(Data excerpts)
========
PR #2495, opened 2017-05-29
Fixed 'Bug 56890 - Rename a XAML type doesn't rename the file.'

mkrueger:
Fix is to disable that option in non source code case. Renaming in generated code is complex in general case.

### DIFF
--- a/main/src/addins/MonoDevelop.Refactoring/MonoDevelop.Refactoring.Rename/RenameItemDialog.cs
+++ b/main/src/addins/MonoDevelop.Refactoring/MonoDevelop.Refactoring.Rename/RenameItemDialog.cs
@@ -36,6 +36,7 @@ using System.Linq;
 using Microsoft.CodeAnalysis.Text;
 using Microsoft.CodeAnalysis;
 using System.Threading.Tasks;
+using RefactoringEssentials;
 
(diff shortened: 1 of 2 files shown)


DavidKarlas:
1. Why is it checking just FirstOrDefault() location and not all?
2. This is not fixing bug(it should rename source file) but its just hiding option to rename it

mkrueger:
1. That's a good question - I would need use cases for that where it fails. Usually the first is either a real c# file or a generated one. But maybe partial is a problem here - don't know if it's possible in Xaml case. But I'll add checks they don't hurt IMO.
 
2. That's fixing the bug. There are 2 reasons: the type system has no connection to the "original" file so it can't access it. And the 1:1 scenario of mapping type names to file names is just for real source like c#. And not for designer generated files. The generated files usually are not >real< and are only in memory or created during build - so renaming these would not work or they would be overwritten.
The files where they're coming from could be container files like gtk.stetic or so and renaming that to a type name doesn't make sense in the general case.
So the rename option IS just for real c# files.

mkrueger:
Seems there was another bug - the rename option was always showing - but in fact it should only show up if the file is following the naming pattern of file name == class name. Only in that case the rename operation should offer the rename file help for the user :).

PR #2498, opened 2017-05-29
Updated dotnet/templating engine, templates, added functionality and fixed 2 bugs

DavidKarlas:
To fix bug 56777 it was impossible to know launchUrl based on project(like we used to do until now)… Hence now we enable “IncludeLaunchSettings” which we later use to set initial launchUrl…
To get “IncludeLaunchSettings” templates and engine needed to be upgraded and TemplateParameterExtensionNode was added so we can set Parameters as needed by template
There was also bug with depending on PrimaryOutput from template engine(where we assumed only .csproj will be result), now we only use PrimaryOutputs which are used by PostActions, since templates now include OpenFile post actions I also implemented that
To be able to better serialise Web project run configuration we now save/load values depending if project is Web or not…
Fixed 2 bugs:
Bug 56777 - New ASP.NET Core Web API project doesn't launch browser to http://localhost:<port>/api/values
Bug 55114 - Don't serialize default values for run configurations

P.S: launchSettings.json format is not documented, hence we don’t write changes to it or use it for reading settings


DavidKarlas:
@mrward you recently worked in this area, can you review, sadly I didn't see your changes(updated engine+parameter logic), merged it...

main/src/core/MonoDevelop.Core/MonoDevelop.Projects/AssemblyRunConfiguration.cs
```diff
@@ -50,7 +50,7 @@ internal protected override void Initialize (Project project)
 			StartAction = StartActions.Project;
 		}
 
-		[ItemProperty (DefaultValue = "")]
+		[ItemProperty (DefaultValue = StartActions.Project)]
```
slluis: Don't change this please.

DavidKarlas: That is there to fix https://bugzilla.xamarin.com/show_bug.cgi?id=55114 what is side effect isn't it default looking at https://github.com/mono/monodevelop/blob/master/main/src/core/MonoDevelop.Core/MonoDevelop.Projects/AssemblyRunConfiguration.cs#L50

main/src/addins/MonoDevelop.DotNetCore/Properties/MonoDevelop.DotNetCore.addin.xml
========
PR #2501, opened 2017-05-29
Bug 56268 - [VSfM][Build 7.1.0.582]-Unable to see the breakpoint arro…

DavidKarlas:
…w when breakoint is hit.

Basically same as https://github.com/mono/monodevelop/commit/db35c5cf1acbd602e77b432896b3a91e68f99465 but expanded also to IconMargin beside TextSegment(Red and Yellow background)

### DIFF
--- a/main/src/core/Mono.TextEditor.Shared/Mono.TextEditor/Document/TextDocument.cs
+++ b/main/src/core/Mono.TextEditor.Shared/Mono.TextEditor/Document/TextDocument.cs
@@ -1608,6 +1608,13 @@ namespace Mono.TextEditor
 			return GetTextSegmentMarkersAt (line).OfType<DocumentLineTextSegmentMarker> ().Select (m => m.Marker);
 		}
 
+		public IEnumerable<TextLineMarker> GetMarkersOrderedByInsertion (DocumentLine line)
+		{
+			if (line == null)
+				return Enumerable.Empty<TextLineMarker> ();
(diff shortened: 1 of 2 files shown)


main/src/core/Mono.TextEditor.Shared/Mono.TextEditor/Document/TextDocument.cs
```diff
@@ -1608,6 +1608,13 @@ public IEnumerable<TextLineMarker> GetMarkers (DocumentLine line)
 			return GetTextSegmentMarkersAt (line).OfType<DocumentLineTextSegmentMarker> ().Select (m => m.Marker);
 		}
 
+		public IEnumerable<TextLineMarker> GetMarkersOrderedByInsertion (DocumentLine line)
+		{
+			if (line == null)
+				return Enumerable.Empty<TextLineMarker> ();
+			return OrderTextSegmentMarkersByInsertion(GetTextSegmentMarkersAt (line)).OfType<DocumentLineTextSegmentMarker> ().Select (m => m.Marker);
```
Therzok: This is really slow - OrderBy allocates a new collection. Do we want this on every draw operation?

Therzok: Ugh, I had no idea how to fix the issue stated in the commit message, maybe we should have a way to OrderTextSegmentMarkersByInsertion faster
========
### EXERCISE BRIEF
Please reproduce, exactly as they appear above, the lines from the line containing "PR #2495, opened 2017-05-29" up to and including the line containing "using System.Threading.Tasks;".

### RESULT OF THE TASK
PR #2495, opened 2017-05-29
Fixed 'Bug 56890 - Rename a XAML type doesn't rename the file.'

mkrueger:
Fix is to disable that option in non source code case. Renaming in generated code is complex in general case.

### DIFF
--- a/main/src/addins/MonoDevelop.Refactoring/MonoDevelop.Refactoring.Rename/RenameItemDialog.cs
+++ b/main/src/addins/MonoDevelop.Refactoring/MonoDevelop.Refactoring.Rename/RenameItemDialog.cs
@@ -36,6 +36,7 @@ using System.Linq;
 using Microsoft.CodeAnalysis.Text;
 using Microsoft.CodeAnalysis;
 using System.Threading.Tasks;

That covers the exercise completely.